**EXERCISE:**
Among the entries that follow, find every line with the word "configurations" and list it.

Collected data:
____________
PR #5270, opened 2017-09-29
Add modules.d info to metricbeat docs

### LINKED ISSUE #5207: Document modules.d layout for Metricbeat
I can probably reuse the content that I've already added for Filebeat here: 

https://www.elastic.co/guide/en/beats/filebeat/master/configuration-filebeat-modules.html#enable-modules-d-configs

dedemorton:
Closes #5207

### DIFF
--- a/metricbeat/docs/metricbeat-options.asciidoc
+++ b/metricbeat/docs/metricbeat-options.asciidoc
@@ -1,30 +1,85 @@
 [[configuration-metricbeat]]
 == Specify which modules to run
 
-To enable specific modules and metricsets, you add entries to the `modules` list in of the +{beatname_lc}.yml+ config file. Each entry in the list begins with a dash (-) and is followed by settings for that <<metricbeat-modules,module>>.
+Metricbeat provides a couple different ways to enable modules and metricsets:
 
-//REVIWERS: Using "list" here instead of "array" to match the terminology we use in the Platform Ref to describe the config file
+* <<enable-modules-d-configs>>
+* <<enable-modules-config-file>>
+
+[float]
+[[enable-modules-d-configs]]
+=== Enable module configs in the `modules.d` directory
+
+The `modules.d` directory contains default configurations for all the modules
+available in Metricbeat. You can enable or disable specific module
+configurations  under `modules.d` by running the <<modules-command,`modules
+enable` or `modules disable`>> commands.
+
+For example, to enable the `apache` and `mysql` configs in the `modules.d`
+directory, you use:
+
+[source,shell]
+----
+./metricbeat modules enable apache mysql
+----
+
+Then when you run Metricbeat, it loads the corresponding module configurations
+specified in the `modules.d` directory (for example, `modules.d/apache.yml` and
+`modules.d/mysql.yml`).
+
+To see a list of enabled and disabled modules, run:
+
+[source,shell]
+----
+./metricbeat modules list
+----
+
+You can change the default module configurations by modifying the `.yml` files
+in the `modules.d` directory. 
 
 The following example shows a basic configuration for the Apache module:
 
 [source,yaml]
 ----
-metricbeat:
-  modules:
-    - module: apache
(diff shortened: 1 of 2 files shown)


metricbeat/docs/metricbeat-options.asciidoc
```diff
@@ -1,30 +1,85 @@
...
+  fields:
+    dc: west
+  tags: ["tag"]
+  processors:
+  ....
 ----
 
+// REVIEWERS: We aren't very consistent about when to show enabled: true. I'm
+// assuming this option is available for all modules, but wondering if we should
+// show it in the config.
```
exekias: We had some discussion about `enabled: true`, the idea is that having that it's the default and we provide an alternative to manage enabled/disabled status (renaming the yml file), it looks like a good idea to hide that so we don't provide to ways of doing the same thing

metricbeat/docs/metricbeat-options.asciidoc
```diff
@@ -45,90 +100,107 @@ metricbeat.modules:
...
-      metricsets: ["info"]
-      hosts: ["host1"]
-      period: 1s
-      enabled: true
-    - module: apache
-      metricsets: ["info"]
-      hosts: ["host1"]
-      period: 30s
-      enabled: true
+metricbeat.modules:
```
exekias: is this line still wanted? I'm not sure from the context

metricbeat/docs/metricbeat-options.asciidoc
```diff
@@ -45,90 +100,107 @@ metricbeat.modules:
...
+You can specify a module configuration that uses different combinations of
+metricsets, periods, and hosts. 
+
+For a module with multiple metricsets defined, it's possible to define the
+module twice and specify a different period to use for each metricset. For the
+following example, the `set1` metricset will be fetched every 10 seconds, while
+the `set2` metricset will be fetched every 2 minutes:
+
+// REVIEWERS: I'm assuming the following config is still supported if you are
+// using the modules.d layout. Is that correct?
```
exekias: it's correct :+1:

metricbeat/docs/metricbeat-options.asciidoc
```diff
@@ -1,30 +1,85 @@
...
+// show it in the config.
 
-The following example shows a configuration where the Apache and MySQL modules are enabled:
+See <<config-combos>> for additional configuration examples.
+
+[float]
+[[enable-modules-config-file]]
+=== Enable module configs in the +{beatname_lc}.yml+ file
+
+// REVIEWERS: I think the following statement is true.
```
exekias: I would say yes, but want @tsg opinion here

metricbeat/docs/metricbeat-options.asciidoc
dedemorton: yah, because this sections shows how to configure multiple modules in the metricbeat.yml file. I don't want users to get confused and add this to one of the config files under modules.d.

metricbeat/docs/metricbeat-options.asciidoc
dedemorton: Ok, I'll remove it from the examples then.

metricbeat/docs/metricbeat-options.asciidoc
dedemorton: @tsg Is the following statement true? Sounds like we would really prefer for users to use modules.d, right?

dedemorton:
@exekias I've removed `enabled: true` from the examples (and deleted the questions flagged for reviewers). Do you have any other comments? Just waiting to hear back from tsg and get your LGTM. Thanks!

exekias:
:+1: on my side

metricbeat/docs/metricbeat-options.asciidoc
tsg: Yes, it's true, we should guide people to use the `modules.d` folder.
____________
**RESPONSE TO THIS EXERCISE:**
+The `modules.d` directory contains default configurations for all the modules
+configurations  under `modules.d` by running the <<modules-command,`modules
+Then when you run Metricbeat, it loads the corresponding module configurations
+You can change the default module configurations by modifying the `.yml` files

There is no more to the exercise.